If you’re looking for growth, this is where to find it. No segment of the population is growing faster than 65-plus. The number of people aged 65 or older expanded by 34 percent between 2010 and 2019 as baby-boomers filled the age group. The 65-plus population is growing like gangbusters even among non-Hispanic whites.

Growing: Asians, Blacks and Hispanics

The Asian, Black, and Hispanic populations all grew by double-digits between 2010 and 2019. There was zero growth in the number of non-Hispanic whites.

Growing: Diversity

The minority share of the American population climbed to 40 percent in 2019. It is projected to top 50 percent in 2045. Minorities are a growing share of the population in all 50 states (but not in the District of Columbia), in 358 of 364 metropolitan areas, and in 3,012 of the nation’s 3,141 counties, according to Brookings demographer William H. Frey.

Slowing: Immigration

US population growth is slowing to a crawl, with the 2010s likely to be the decade with the slowest population growth in US history. One reason for the slow growth is a precipitous decline in international immigration.
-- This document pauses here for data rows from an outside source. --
PR #124, opened 2019-07-17
Document calibration test window usage

chrisfromwork:
This review adds documentation to the calibration test window, it also has a few logic changes:

1) This review removes calibration status from the calibration test window. This information isn't when testing calibration and can be misleading to users.
2) Marker size is exposed as a field in the calibration test coded. Previously, the marker size was hard coded to 10cm which would make for less than ideal filming experiences when the marker used for localization was 10cm in length.


src/SpectatorView.Unity/Assets/SpectatorView/Scripts/SpatialAlignment/SpatialCoordinateSystemManager.cs
```diff
@@ -1,394 +1,396 @@
...
+
+            DebugLog($"Creating new SpatialCoordinateSystemParticipant, IPAddress: {endpoint.Address}, DebugLogging: {debugLogging}");
+
+            SpatialCoordinateSystemParticipant participant = new SpatialCoordinateSystemParticipant(endpoint, debugVisual, debugVisualScale);
+            participants[endpoint] = participant;
+            participant.ShowDebugVisuals = showDebugVisuals;
+            participant.SendSupportedLocalizersMessage(endpoint, localizers.Keys);
+
+            participant.SendSupportedLocalizersMessage(endpoint, localizers.Keys);
+
```
matthejo: Looks like this got duplicated as part of a merge, the call should only happen once

src/SpectatorView.Unity/Assets/SpectatorView.Editor/Scripts/CalibrationTestWindow.cs
```diff
@@ -35,7 +35,8 @@ internal class CalibrationTestWindow : CompositorWindowBase<CalibrationTestWindo
 
         private static readonly string holographicCameraIPAddressKey = $"{nameof(CalibrationTestWindow)}.{nameof(holographicCameraIPAddress)}";
         private static readonly string calibrationPlaybackIndexFilePathPreferenceKey = $"{nameof(CalibrationTestWindow)}.{nameof(indexFilePath)}";
-        private static readonly string calibrationPlaybackCalibrationFilePathPreferenceKey = $"{nameof(CalibrationTestWindow)}.{nameof(calibrationFilePath)}";
+        private static readonly string calibrationPlaybackCalibrationFilePathPreferenceKey = $"{nameof(CalibrationTestWindow)}.{nameof(calibrationFilePath)}";
+        private static readonly string markerSizeForPlaybackPreferenceKey = $"{nameof(CalibrationTestWindow)}.MarkerSizeForPlayback";
```
matthejo: >MarkerSizeForPlayback [](start = 110, length = 21)

Could make this '{nameof(markerSizeForPlayback)}' to match the pattern the other fields use

PR #126, opened 2019-07-17
Fix usage of Marshal.GetObjectForIUnknown on .NET Native builds

matthejo:
On .NET Native builds (the "master" build configuration of .NET Backed projects in Unity), using Marshal.GetObjectForIUnknown does not marshal any IInspectable object. This change works around this issue by specifically marshalling SpatialCoordinateSystem pointers through a native function. When marshalled as a specific IInspectable type, the marshaller will correctly wrap the IInspectable in the correct managed object.


src/SpectatorView.Unity/Assets/PhotoCapture/Scripts/WinRTExtensions.cs
```diff
@@ -0,0 +1,26 @@
...
+    /// Provides extension methods that help marshal WinRT IInspectable objects that have been passed to managed code as an IntPtr.
+    /// On .NET Native, IInspectable pointers cannot be marshalled from native to managed code using Marshal.GetObjectForIUnknown.
+    /// This class calls into a native method that specifically marshals the type as a specific WinRT interface, which
+    /// is supported by the marshaller on both .NET Core and .NET Native.
+    /// </summary>
+    public static class WinRTExtensions
+    {
+        [DllImport("SpectatorView.WinRTExtensions.dll")]
+        public static extern void GetSpatialCoordinateSystem(IntPtr nativePtr, out SpatialCoordinateSystem coordinateSystem);
+    }
```
chrisfromwork: should we wrap this function and attempt the c# equivalent logic if this dll isn't found?

chrisfromwork:
We need to update the SpectatorView.Native readme to include steps on how to build this dll. Considering right now that we are trying to flush out documentation, it may be worth blocking on this until we have the associated documentation needed for this new dll/project.

chrisfromwork:
This looks great, one nit critique is that we may want to call out that building this dll is a good idea for all scenarios in our setup document. Regardless, this looks great!

PR #127, opened 2019-07-17
Enable specifying an ip address at runtime

chrisfromwork:
This review introduces the ability to specify a HoloLens ip address on mobile devices at runtime. It is a similar pattern to our recording service visuals. The Spectator view script now contains a default prefab serialized field that can generated a INetworkConfigurationVisual as needed. This visual can also be overridden in a new NetworkConfigurationSettings singleton that is added to the SpectatorViewSettings prefab.

1) An INetworkConfigurationVisual interface has been defined. Said interface can be used to setup a network connection with a custom ip address.
2) A MobileNetworkConfigurationVisual class and prefab have been created. This allows custom prefabs to be declared int he spectator view script.
3) A NetworkConfigurationSettings singleton has been created that allows specifying override behavior for custom INetworkConfigurationVisuals and whether to enable a network visual for mobile experiences.
4) A documentation file with a stale "Coming soon..." section has been fixed.

This has been tested on android and iOS


chrisfromwork:
ip address ui

src/SpectatorView.Unity/Assets/SpectatorView/Scripts/SpectatorView.cs
```diff
@@ -72,7 +83,11 @@ public class SpectatorView : MonoBehaviour
         /// </summary>
         [Tooltip("Default prefab for creating a mobile recording service visual.")]
         [SerializeField]
-        public GameObject defaultMobileRecordingServiceVisualPrefab = null;
+#if UNITY_IOS || UNITY_ANDROID
+        private GameObject defaultMobileRecordingServiceVisualPrefab = null;
+#else
+        private GameObject defaultMobileRecordingServiceVisualPrefab;
+#endif
```
matthejo: Why is this difference needed? Can't we always have the version with the " = null;" at the end?

chrisfromwork: When you switch between ios/android and uwp it generates warnings based on whether there is a value declared thats unused or a value not declared. We could disable this warning which may look better than these if defs.

src/SpectatorView.Unity/Assets/SpectatorView/Scripts/UI/MobileNetworkConfigurationVisual.cs
```diff
@@ -0,0 +1,68 @@
...
+        public event NetworkConfigurationUpdatedHandler NetworkConfigurationUpdated;
+
+        private void OnEnable()
+        {
+            if (connectButton != null)
+            {
+                connectButton.onClick.AddListener(OnConnectButtonClick);
+            }
+
+            ipAddressField.text = ipAddress;
```
matthejo: >ipAddressField.text = ipAddress; [](start = 12, length = 32)

It would be nice to use PlayerPrefs to store and remember the previously-entered IP address so that you don't have to type it every time

src/SpectatorView.Unity/Assets/SpectatorView.Editor/Scripts/StateSynchronizationMenuItems.cs
```diff
@@ -111,6 +111,7 @@ private static void EditCustomSettingsProperties()
                 hierarchyPrefab.AddComponent<BroadcasterSettings>();
                 hierarchyPrefab.AddComponent<SpatialLocalizationInitializationSettings>();
                 hierarchyPrefab.AddComponent<MobileRecordingSettings>();
+                hierarchyPrefab.AddComponent<NetworkConfigurationSettings>();
```
matthejo: >hierarchyPrefab.AddComponent<NetworkConfigurationSettings>(); [](start = 16, length = 61)

We might want to ensure these scripts are all present on this prefab, even if the prefab already existed. That way, as we add new functionality to SpectatorView, people who have projects already will get their prefabs updated to include the right scripts.

src/SpectatorView.Unity/Assets/SpectatorView/Scripts/UI/MobileNetworkConfigurationVisual.cs
```diff
@@ -0,0 +1,68 @@
+﻿// Copyright (c) Microsoft Corporation. All rights reserved.
+// Licensed under the MIT License. See LICENSE in the project root for license information.
+
+using System.Net;
+using UnityEngine;
+using UnityEngine.UI;
+
+namespace Microsoft.MixedReality.SpectatorView
+{
+    public class MobileNetworkConfigurationVisual : MonoBehaviour,
```
matthejo: >MobileNetworkConfigurationVisual [](start = 17, length = 32)

For the visual appearance of the default visual, I think it would be good to ensure there's an opaque or nearly-opaque background behind all of the text. This way the text is accessible and legible regardless of the background video you're holding the phone in front of.

src/SpectatorView.Unity/Assets/SpectatorView/Scripts/SpectatorView.cs
```diff
@@ -244,6 +270,59 @@ private bool TryCreateRecordingService(out IRecordingService recordingService)
 #endif
         }
 
+        private void SetupNetworkConfigurationVisual()
```
matthejo: >SetupNetworkConfigurationVisual [](start = 21, length = 31)

Do you think the network connection visual should re-show when a disconnect happens? Should there be additional UI or a public method that an app can call to re-show the connection UI?

chrisfromwork: This seems like a cool improvement. Maybe we could address this in a separate review? Users may also want to dynamically change the device that they are spectating as well.

chrisfromwork:
Notes: We should hold off on merging this PR until we have documentation on customizing UI.

chrisfromwork:
spectatorview

src/SpectatorView.Unity/Assets/SpectatorView/Scripts/SpectatorView.cs
chrisfromwork: opened https://github.com/microsoft/MixedReality-SpectatorView/issues/133 for tracking

src/SpectatorView.Unity/Assets/SpectatorView/Scripts/SpectatorView.cs
chrisfromwork: i'll leave this this way for now unless we want to disable this specific warning.

src/SpectatorView.Unity/Assets/SpectatorView.Editor/Scripts/StateSynchronizationMenuItems.cs
chrisfromwork: This should now be updated

src/SpectatorView.Unity/Assets/SpectatorView/Scripts/SpectatorView.cs
```diff
@@ -244,6 +270,59 @@ private bool TryCreateRecordingService(out IRecordingService recordingService)
...
+            }
+
+            mobileNetworkConfigurationVisual = Instantiate(mobileNetworkConfigurationVisualPrefab);
+            networkConfigurationVisual = mobileNetworkConfigurationVisual.GetComponentInChildren<INetworkConfigurationVisual>(true);
+            if (networkConfigurationVisual == null)
+            {
+                Debug.LogError("Network configuration visual was not found. No connection will be established.");
+                return;
+            }
+
```
andreiborodin: What happens to the created prefab at this point?

Could we have a different approach, where we instantiate if it's null, then show/hide?

src/SpectatorView.Unity/Assets/SpectatorView/Scripts/UI/INetworkConfigurationVisual.cs
```diff
@@ -0,0 +1,15 @@
+﻿// Copyright (c) Microsoft Corporation. All rights reserved.
+// Licensed under the MIT License. See LICENSE in the project root for license information.
+
+namespace Microsoft.MixedReality.SpectatorView
+{
+    public delegate void NetworkConfigurationUpdatedHandler(object sender, string ipAddress);
```
andreiborodin: Can we use action here? And also, can we specify the type for sender instead of object?

src/SpectatorView.Unity/Assets/SpectatorView/Scripts/UI/NetworkConfigurationSettings.cs
```diff
@@ -0,0 +1,28 @@
...
+        private bool enableMobileNetworkConfigurationVisual = true;
+
+        /// <summary>
+        /// Prefab for creating a mobile network configuration visual.
+        /// </summary>
+        [Tooltip("Prefab for creating amobile network configuration visual, which replaces the defaultMobileNetworkConfigurationVisualPrefab on the SpectatorView component if set.")]
+        [SerializeField]
+        private GameObject overrideMobileNetworkConfigurationVisualPrefab = null;
+
+        public bool EnableMobileNetworkConfigurationVisual => enableMobileNetworkConfigurationVisual;
```
andreiborodin: We should really put the comments on the public properties instead of private fields. Generally we don't comment privates, and only add tooltip to private serializefields

src/SpectatorView.Unity/Assets/SpectatorView/Scripts/SpectatorView.cs
chrisfromwork: hm, we probably need to destroy this visual at some point. But, having the ability to show/hide may prove beneficial on disconnect.

src/SpectatorView.Unity/Assets/SpectatorView/Scripts/SpectatorView.cs
```diff
@@ -244,6 +277,62 @@ private bool TryCreateRecordingService(out IRecordingService recordingService)
...
+        private void SetupNetworkConfigurationVisual()
+        {
+#if UNITY_ANDROID || UNITY_IOS
+            GameObject mobileNetworkConfigurationVisualPrefab = defaultMobileNetworkConfigurationVisualPrefab;
+            if (NetworkConfigurationSettings.IsInitialized && NetworkConfigurationSettings.Instance.OverrideMobileNetworkConfigurationVisualPrefab != null)
+            {
+                mobileNetworkConfigurationVisualPrefab = NetworkConfigurationSettings.Instance.OverrideMobileNetworkConfigurationVisualPrefab;
+            }
+
+            mobileNetworkConfigurationVisual = Instantiate(mobileNetworkConfigurationVisualPrefab);
```
andreiborodin: Instantiate only if null, right?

A net of only 595,000 immigrants were added to the US population in 2019, the lowest level of the decade and well below the more than 1 million immigrants added to the population in 2015 and 2016.

Slowing: Natural increase

Another reason for the nation’s slowing growth is the ongoing baby bust. With fewer babies being born, deaths outnumbered births last year in 1,430 counties (46 percent of the total), according to demographer Kenneth Johnson of the University of New Hampshire. Nationally, natural increase (births minus deaths) added only 957,000 people to the U.S. population in 2019, the smallest number in more than 50 years and 38 percent less than in 2010.

Screeching Halt: Children

One million fewer children: This may be the most dramatic headline of the Census Bureau’s 2019 population estimates. Because of the baby bust, the number of children in the United States fell by 1 million between 2010 and 2019. The decline occurred only among non-Hispanic whites, however.

Screeching Halt: Non-Hispanic whites

There were 536,000 fewer non-Hispanic whites in the US in 2019 than in 2016. The population is shrinking because deaths now outnumber births among non-Hispanic whites.